PR #411, opened 2021-04-14
fix: add resourceRoomName and resourceName to breadcrumb

gweiying:
This PR adds `resourceRoomName` and `resourceName` as a breadcrumb for resource pages, so that the `EditPage` preview shows an accurate breadcrumb similar to that on the actual Isomer site. This PR should be reviewed with [#153](https://github.com/isomerpages/isomercms-backend/pull/153) on the backend.


alexanderleegs (approved):
lgtm

PR #427, opened 2021-04-22
Fix/rearrange layout

gweiying:
This PR revises the layout for rearranging folder content.

This is based on the designers' feedback for the UX review of V1 CMS, where the rearrange feature lacks user guidance. Specifically, the feedback given is as follows: 

- *Rearrange Feature* - Need to discuss this
  - Not intuitive for now, feature is very hidden 
  - Not obvious for users to click on button again to get out of the mode/ save changes 
  - [Copy changes] Change ‘Rearrange items’ to ‘Reorder items’
  - Other functions should be disabled in Reorder mode
  - Cursor should change to Grab cursor to make it more obvious users can drag and drop
  - Critical UX changes:
    - Obvious mode change into reordering mode
    - User need a more intuitive way of how to save changes and get out of Reorder mode

This PR revises the layout to be inline with the previously discussed design layout:
https://www.figma.com/proto/4qNhGTBMs521pDvCAIh4ON/IsomerCMS?node-id=780%3A7264&viewport=-257%2C-424%2C0.15383589267730713&scaling=scale-down

Attached are photos of the updated behavior on Staging CMS:
Screenshot 2021-04-26 at 1 51 00 PM

Additionally, this PR refactors `FolderContent` to simplify the logic and parameter passing.

### DIFF
--- a/src/layouts/Folders.jsx
+++ b/src/layouts/Folders.jsx
@@ -10,7 +10,8 @@ import Header from '../components/Header';
 import Sidebar from '../components/Sidebar';
 import FolderCreationModal from '../components/FolderCreationModal'
 import FolderOptionButton from '../components/folders/FolderOptionButton';
-import FolderContent from '../components/folders/FolderContent';
+import FolderReorderingModal from '../components/FolderReorderingModal';
+import { FolderContent } from '../components/folders/FolderContent';
 import FolderModal from '../components/FolderModal';
 import PageSettingsModal from '../components/PageSettingsModal'
 import DeleteWarningModal from '../components/DeleteWarningModal'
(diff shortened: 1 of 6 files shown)


src/layouts/Folders.jsx
```diff
@@ -58,6 +56,7 @@ const Folders = ({ match, location }) => {
     const [directoryFileSha, setDirectoryFileSha] = useState('')
     const [folderOrderArray, setFolderOrderArray] = useState([])
     const [parsedFolderContents, setParsedFolderContents] = useState([])
+    const [parsedFolderOutput, setParsedFolderOutput] = useState(true)
```
alexanderleegs, line 59: Could we rename `parsedFolderOutput`? It's not immediately apparent that it's a boolean value for showing the folder

src/layouts/Folders.jsx
```diff
@@ -91,9 +90,10 @@ const Folders = ({ match, location }) => {
     // parse contents of current folder directory
     useEffect(() => {
       if (folderContents && folderContents.data) {
-        const parsedFolderContents = parseDirectoryFile(folderContents.data.content)
+        const { order: parsedFolderContents, output: parsedFolderOutput } = parseDirectoryFile(folderContents.data.content)
         setDirectoryFileSha(folderContents.data.sha)
         setParsedFolderContents(parsedFolderContents)
+        setParsedFolderOutput(parsedFolderOutput)
```
alexanderleegs, line 96: Nit: could we rename the variables retrieved so that it doesn't have the same name as the state variable?

alexanderleegs (changes requested):
Looks good, only have some minor nits

alexanderleegs (approved):
lgtm!

PR #430, opened 2021-04-23
Fix/resource color

gweiying:
This PR fixes the resource page header colors to use the repo's secondary color.


alexanderleegs (approved):
lgtm!

PR #439, opened 2021-04-30
fix: pass parameters to wrapped components

alexanderleegs:
This PR fixes a bug in which params given to the `ProtectedRoute` were not being passed to the wrapped component.


prestonlimlianjie (approved):
lgtm!

PR #440, opened 2021-04-30
fix: fixes toast popup on item select, folder deletion modal

gweiying:
This PR fixes two issues on the folders layout:

- Success toast pops up on selecting the item for settings even if no settings are adjusted
- Folder deletion does not work as the deletion modal does not appear


alexanderleegs (approved):
lgtm

PR #442, opened 2021-05-03
Feat/files tab revamp

alexanderleegs:
This PR revamps the existing Files layout to bring it to the same state as the Images layout. To be reviewed in conjuction with PR #TBD on the isomercms-backend repo.

Major changes:
- The Images layout has been refactored into a more general Media layout, as the design of the 2 components are largely similar.
- This PR renames the existing endpoint for files. Previously, we were using the path `/sites/:siteName/files` for the files tab, but this path could not be extended to handle nested subfolders, due to the existence of EditPage using the same path. The path for the files tab has thus been renamed to `/sites/:siteName/documents`.

This PR also fixes a minor bug in which images in nested subfolders could not be deleted.


src/routing/RouteSelector.jsx
```diff
@@ -43,9 +42,10 @@ export const RouteSelector = () => (
     <ProtectedRouteWithProps exact path="/sites/:siteName/folder/:folderName/subfolder/:subfolderName" component={Folders} />
     <ProtectedRouteWithProps exact path="/sites/:siteName/navbar" component={EditNavBar} />
     <ProtectedRouteWithProps path="/sites/:siteName/files/:fileName" component={EditFile} />
-    <ProtectedRouteWithProps path="/sites/:siteName/files" component={Files} />
-    <ProtectedRouteWithProps path="/sites/:siteName/images/:customPath" component={Images} />
-    <ProtectedRouteWithProps path="/sites/:siteName/images" component={Images} />
+    <ProtectedRouteWithProps path="/sites/:siteName/documents/:customPath" component={Media} mediaType={'documents'} />
+    <ProtectedRouteWithProps path="/sites/:siteName/documents" component={Media} mediaType={'documents'} />
+    <ProtectedRouteWithProps path="/sites/:siteName/images/:customPath" component={Media} mediaType={'images'} />
+    <ProtectedRouteWithProps path="/sites/:siteName/images" component={Media} mediaType={'images'} />
```
gweiying, line 48: As a suggestion, what do you think of locating the `images` and `documents` root folder routes as `"/sites/:siteName/documents/home"` and `"/sites/:siteName/images/home"`, which would allow us to simplify the `ProtectedRouteWithProps` for images and documents from 4 to 2

src/api.js
```diff
@@ -256,27 +256,27 @@ const moveFile = async ({selectedFile, siteName, resourceName, folderName, subfo
...
+// Media
+const getMedia = async (siteName, customPath, mediaType) => {
+    const resp = await axios.get(`${process.env.REACT_APP_BACKEND_URL}/sites/${siteName}/files/${customPath ? encodeURIComponent(`${mediaType}/${customPath}`) : mediaType}`);
     const { directoryContents } = resp.data;
 
-    let respImages = []
+    let respMedia = []
     let respDirectories = []
     directoryContents.forEach((fileOrDir) => {
         const modifiedFileOrDir = { ...fileOrDir, fileName: fileOrDir.name }
```
gweiying, line 267: variable name isn't very clear to me, why is this `modifiedFileOrDir` if this is a `GET` call?

gweiying:
Overall, the revamp looks great, thanks for the quick work! 

Just some bugs to highlight:
- Upload should show success message and refetch (currently doesn’t refetch)
- Uploading/ Saving media with duplicated name should show duplicate error message instead of generic error message
- Rename of directory should refetch, not reload
- Rename of media should refetch, not reload
- Breadcrumb should be displayed to allow for navigating between folder layers
- This is more a UX concern, but *Ungrouped Images/ Files* seems not a very intuitive name especially if you're already in an image/ Files subfolder

src/api.js
alexanderleegs: Renamed in https://github.com/isomerpages/isomercms-frontend/pull/442/commits/641ee75d585935e5503a6409169b336a92669fde

src/routing/RouteSelector.jsx
alexanderleegs: As discussed offline, using `/sites/:siteName/documents/home` will prevent users from having a media subfolder named `home`. We could work around this by prefixing all media folder routes with `home`, but we have elected to leave it as is for now for greater clarity.

alexanderleegs:
> * Uploading/ Saving media with duplicated name should show duplicate error message instead of generic error message
This was a backend issue, fixed in https://github.com/isomerpages/isomercms-backend/pull/169/commits/52d4ddf403815d798002f153753805a98007f41f

> * Rename of directory should refetch, not reload
https://github.com/isomerpages/isomercms-frontend/pull/442/commits/daeaadd4c9d865106b9c30d1588a870724880115

> * Rename of media should refetch, not reload
As discussed offline, this requires a more extensive refactor of the `MediaSettingsModal` class component - we will do this in a future PR.

> * Breadcrumb should be displayed to allow for navigating between folder layers
Good suggestion, resolved in https://github.com/isomerpages/isomercms-frontend/pull/442/commits/9977a0d34ece872613c2a395fccb727ee5264260

> * This is more a UX concern, but _Ungrouped Images/ Files_ seems not a very intuitive name especially if you're already in an Image/ Files subfolder. Maybe we can check with the designers about this, what do you think?

gweiying (approved):
lgtm!

Issue #14084, opened 2023-12-01
Resolve CheckerFramework violations


romani:
CheckerFramework was applied  to project in scope of https://github.com/checkstyle/checkstyle/issues/12164

in scope of this issue we need to fix violations that are reasonable. 
Here is suppression list https://github.com/checkstyle/checkstyle/tree/master/config/checker-framework-suppressions

We need each remove suppression xml block, run corresponding checker scripts and resolve violation kin main code.
It is highly recommended to use one PR for one violation as fix might be controvercial.

vivek-0509:
Hi, @romani 

While working on this  issue ,i found that adding the annotation `@IntRange(from=2, to=36)` to the radix parameter in CheckUtil.java can fix 8 radix validation violations. However, the utils package's import-control disallows this import.

Could we add a  exception for `@IntRange` in the utils subpackage? For example:

```<subpackage name="utils"> <allow class="org.checkerframework.checker.index.qual.IntRange"/> </subpackage> ```

Alternatively, if the utils package is intentionally kept free of external framework dependencies (to keep it a pure utility layer with minimal coupling), I understand keeping these as suppressions.

Please let me know which approach is preferred.

Thanks!

romani:
we did not find a good value from `IntRange` , I think we need to disable rules that produces this completely.
May be in future we will change out mind, but for now we are not mature enough to handle them, and simply annotating whole code wit such annotations is also not good approach.

Please find way to disable such rules completely.

vivek-0509:
> we did not find a good value from `IntRange` , I think we need to disable rules that produces this completely. May be in future we will change out mind, but for now we are not mature enough to handle them, and simply annotating whole code wit such annotations is also not good approach.
> 
> Please find way to disable such rules completely.

Understood. Before proceeding, I wanted to clarify one point. Since the Checker Framework does not allow disabling @IntRange or any other validation independently, all of these checks are bundled together under IndexChecker. Currently, the project does not use any of the IndexChecker annotations, and all reported violations are already suppressed in suppression file, which means IndexChecker runs without providing any real benefit while still adding maintenance overhead and a small build time cost. Because of this, a clean removal of IndexChecker would simplify the setup without requiring any code changes. Should I go ahead and remove IndexChecker?

romani:
> Should I go ahead and remove IndexChecker?

yes, we need to reduce volume of violations/suppressions and we can always come back to this Checker after we cleanup code for less complicated violations.

[...]

PR #14085, opened 2023-12-01
Issue #14084: fix Checker violation for nullable return

romani:
Issue #14084

https://stackoverflow.com/a/35875417

### DIFF
--- a/config/import-control.xml
+++ b/config/import-control.xml
@@ -19,6 +19,7 @@
   <allow pkg="java.io"/>
   <allow pkg="java.net"/>
   <allow pkg="java.util"/>
+  <allow class="javax.annotation.Nullable"/>
   <allow pkg="javax.xml.parsers"/>
   <allow pkg="org.apache.commons.beanutils"/>
   <allow pkg="org.apache.commons.logging"/>
--- a/src/main/java/com/puppycrawl/tools/checkstyle/checks/blocks/LeftCurlyCheck.java
+++ b/src/main/java/com/puppycrawl/tools/checkstyle/checks/blocks/LeftCurlyCheck.java
@@ -21,6 +21,8 @@ package com.puppycrawl.tools.checkstyle.checks.blocks;
 
 import java.util.Locale;
 
+import javax.annotation.Nullable;
+
 import com.puppycrawl.tools.checkstyle.StatelessCheck;
 import com.puppycrawl.tools.checkstyle.api.AbstractCheck;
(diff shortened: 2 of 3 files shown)


src/main/java/com/puppycrawl/tools/checkstyle/checks/blocks/LeftCurlyCheck.java
```diff
@@ -307,7 +309,7 @@ private static DetailAST getBraceFromSwitchMember(DetailAST ast) {
      * @return {@code DetailAST} if the first child is {@code TokenTypes.SLIST},
      *     {@code null} otherwise.
      */
-    private static DetailAST getBraceAsFirstChild(DetailAST ast) {
+    private static @Nullable DetailAST getBraceAsFirstChild(DetailAST ast) {
```
nrmancuso, line 312: Please make annotation above method definition. We should also make a check module for this. As we grow in annotation usage, we will not want to inline all of them.

nrmancuso (changes requested):
Item:

nrmancuso (approved):
Awesome!

src/main/java/com/puppycrawl/tools/checkstyle/checks/blocks/LeftCurlyCheck.java
nrmancuso: https://github.com/checkstyle/checkstyle/issues/14101#issue-2026222144

nrmancuso: @romani assigned you for approval ^

romani: approved, I surprised that it was not done from the beginning.

config/import-control.xml
```diff
@@ -20,6 +20,7 @@
   <allow pkg="java.net"/>
   <allow pkg="java.util"/>
   <allow pkg="javax.xml.parsers"/>
+  <allow class="javax.annotation.Nullable"/>
```
rnveach, line 23: Move up one line so it is alphabetical.

rnveach (approved):

config/import-control.xml
romani: done

rnveach (approved):

Issue #12586, opened 2023-01-05
Optimize testing methods like verifyWithInlineConfigParser to run Check one time over file


romani:
identified at https://github.com/checkstyle/checkstyle/pull/12322#discussion_r1061072126

code:
```
protected final void verifyWithInlineConfigParser(String filePath, String... expected)
            throws Exception {
        final TestInputConfiguration testInputConfiguration =
                InlineConfigParser.parse(filePath);
        final DefaultConfiguration parsedConfig =
                testInputConfiguration.createConfiguration();
        verifyViolations(parsedConfig, filePath, testInputConfiguration.getViolations());
        verify(parsedConfig, filePath, expected);
    }
```

does parsing and execution of Check twice. It was done on purpose at the begining of project on migration to new testing model.
as now we are in final stages of migration completion, we see weirdness of design more acute.
We need to finish migration to new model.
After resolving https://github.com/checkstyle/checkstyle/issues/11214
we need to refactor such verify methods to minimize execution of Check.

Vyom-Yadav:
I am on it.

romani:
@Vyom-Yadav , please fail at least referenced PR being merged.

Vyom-Yadav:
> @Vyom-Yadav , please fail at least referenced PR being merged.

I didn't understand, fail?

shubh220922:
@Vyom-Yadav
> I didn't understand, fail? 

He means 'wait' maybe as the referenced PR has not been merged yet.

shubh220922:
@Vyom-Yadav related PR has been merged.

suniti0804:
I am on it

PR #14145, opened 2023-12-14
Issue #12586: Refactor test method to execute Check only once for AbsractJavadocCheckTest

suniti0804:
Issue #12586 

This commit resolves an issue where the Check was being executed twice in the 2 test methods of class `AbstractJavadocCheckTest`.  This was due to the `verifyWithInlineConfigParser` method running the Check twice. 

This change ensures that the test methods now expects the correct number of Javadocs, fixing the error in the test.

_Alternatively we can - 
Overload the 'verifyWithInlineConfigParser' method and add only one argument - (String filePath). Please let me know which way will suit us more._

### DIFF
--- a/src/test/java/com/puppycrawl/tools/checkstyle/AbstractModuleTestSupport.java
+++ b/src/test/java/com/puppycrawl/tools/checkstyle/AbstractModuleTestSupport.java
@@ -299,6 +299,24 @@ public abstract class AbstractModuleTestSupport extends AbstractPathTestSupport 
     }
 
     /**
+     * Performs verification of the file with the given file path using specified configuration
+     * and the array of expected messages. Unlike verifyWithInlineConfigParser, this method
+     * does not perform an additional verification step, thereby executing the Check only once.
+     *
+     * @param filePath file path to verify.
+     * @param expected an array of expected messages.
+     * @throws Exception if exception occurs during verification process.
+     */
+    protected final void verifyOnceWithInlineConfigParser(String filePath, String... expected)
+            throws Exception {
+        final TestInputConfiguration testInputConfiguration =
+                InlineConfigParser.parse(filePath);
+        final DefaultConfiguration parsedConfig =
+                testInputConfiguration.createConfiguration();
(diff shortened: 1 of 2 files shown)


src/test/java/com/puppycrawl/tools/checkstyle/AbstractModuleTestSupport.java
```diff
@@ -298,6 +298,24 @@ protected final void verifyWithInlineConfigParser(String filePath1,
...
+    /**
+     * Performs verification of the file with the given file path using specified configuration
+     * and the array of expected messages. Unlike verifyWithInlineConfigParser, this method
+     * does not perform an additional verification step, thereby executing the Check only once.
+     *
+     * @param filePath file path to verify.
+     * @param expected an array of expected messages.
+     * @throws Exception if exception occurs during verification process.
+     */
+    protected final void verifyOnceWithInlineConfigParser(String filePath, String... expected)
```
romani, line 310: As it is performance issue.
We don't need new method, we just need to fix existing method and fix it for all executions, all tests.
I hope in final result you archive significant performance improvement of ` mvn test` so reduce significantly whole CI execution, and execution on local

romani (changes requested):
Items

src/test/java/com/puppycrawl/tools/checkstyle/AbstractModuleTestSupport.java
suniti0804: Do we need to add an overloaded method or do we need to modify the content of existing method only. Also, modifying it for one case might not suit the other case imo. We can try if that's the requirement.

romani: Let's try migrate all at one PR, they should work the same way, you can reuse existing method and simply optimize it, no overloaded methods are required.

nrmancuso:
@suniti0804 do you plan to continue on here?

nrmancuso:
We have lost contact with this contributor, anyone is welcome to reuse the work here.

__What the task requires__.
Among the lines of the material, find those holding the word "error" and return them.

__Solution for this problem__.
- Uploading/ Saving media with duplicated name should show duplicate error message instead of generic error message
> * Uploading/ Saving media with duplicated name should show duplicate error message instead of generic error message
This change ensures that the test methods now expects the correct number of Javadocs, fixing the error in the test.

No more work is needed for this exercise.